When Tata Group announced its entry into semiconductor manufacturing in 2024, skeptics questioned whether India's largest conglomerate could build a world-class chip design team from scratch. Eighteen months later, Tata Semiconductor employs over 500 engineers across design centers in Bengaluru and Hyderabad, and the skeptics have gone quiet.
The Hiring Strategy
Tata's approach was unconventional. Instead of competing head-to-head with established players like Intel and Qualcomm for experienced engineers (a battle they'd likely lose on compensation), they pursued a three-pronged strategy:
- IIT pipeline partnerships: Direct agreements with IIT Madras, IIT Bombay, and IISc for pre-placement offers to top VLSI students.
- Diaspora hiring: Targeted outreach to Indian semiconductor professionals in the US, offering repatriation packages with competitive salaries adjusted for purchasing power parity.
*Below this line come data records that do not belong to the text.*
Issue #49, opened 2023-02-14
Replace http requests to akka website with our own


mdedetrich:
A fair few tests in Pekko make http requests against Lightbend/Akka related sites (i.e. https://akka.io/), we should change these tests to make requests against our own site (likely needs to be done after we actually setup a site).

mdedetrich:
@raboof Do you know if there would be any security implications with this?

jrudolph:
Fixed in #90

PR #90, opened 2023-02-28
replace usages of akka.io in tests

jrudolph:
Refs #49

### DIFF
--- a/docs/src/test/java/docs/http/javadsl/ClientSingleRequestExample.java
+++ b/docs/src/test/java/docs/http/javadsl/ClientSingleRequestExample.java
@@ -35,7 +35,7 @@ public class ClientSingleRequestExample {
 
     final CompletionStage<HttpResponse> responseFuture =
       Http.get(system)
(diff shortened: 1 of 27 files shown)


mdedetrich (approved):
lgtm

mdedetrich:
So some tests are failing, I suspect that the tests may have been relying on behaviour from akka.io

jrudolph:
> So some tests are failing, I suspect that the tests may have been relying on behaviour from akka.io

Probably only the expected error messages need to be fixed

mdedetrich:
Might be excessive and definitely something later down the track, but there may be merit in using something like https://dev.to/iurysza/setting-up-mockserver-3kbe

jrudolph:
> Might be excessive and definitely something later down the track, but there may be merit in using something like [dev.to/iurysza/setting-up-mockserver-3kbe](https://dev.to/iurysza/setting-up-mockserver-3kbe)

I'm not even sure if any of the tests even actually run. Most are either using the URL as an example string or showing usages in the docs.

- Internal reskilling: A 6-month bootcamp converting Tata Consultancy Services software engineers into chip designers.
The Results
By Q1 2026, Tata Semiconductor had 523 engineers on staff, with an average experience level of 7 years. The team completed its first test chip tape-out in December 2025 — a power management IC designed entirely in India. Production is slated for their upcoming Dholera fab.
The talent acquisition cost was roughly $15M — about $29,000 per engineer including recruiting, relocation, and training. For context, hiring experienced semiconductor engineers in Silicon Valley costs $50,000-$80,000 in recruiting fees alone.
Lessons for the Industry
Tata's success suggests that India's semiconductor talent gap is solvable, but it requires creative approaches to hiring and a willingness to invest in training. The companies that will win the talent race in India are not necessarily those offering the highest salaries, but those offering the most compelling mission and the best professional development.